Eighty-four native English speakers were recruited from the Department of Psychology at the University of Wisconsin—Madison (42 in the control study; 42 in Experiment 2). No listeners participated in more than one experiment. None reported any hearing impairment and all received course credit for participation.

Stimuli

All processing was performed in MATLAB. The control study and Experiment 2 used the full corpus of 115 synthesized sentences described in Experiment 1. Following the methods of Greenberg et al. (1998), sentences were filtered by third-octave 6th-order Butterworth filters centered at 335, 850, 2135, and 5400 Hz such that each channel was separated by a one-octave stop band.

In the control study, stimuli varied in seven filter conditions: all six pairwise combinations of the four bands as well as the four-band composite.

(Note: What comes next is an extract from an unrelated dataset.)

PR #285, opened 2015-07-28
fixing tests on beta and canary

kellyselden:


jamesarosen:
Also +1, but #276 beat you to it!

Each of 105 sentences was synthesized at 3 simulated speaking rates and arranged in 7 filter pairings, generating 2205 stimuli. In addition, 10 sentences were presented at one rate and one filter pair each as practice sentences, resulting in 2215 stimuli in all. Following synthesis, sentences were normalized to equal overall RMS amplitude and upsampled to 44.1 kHz for presentation.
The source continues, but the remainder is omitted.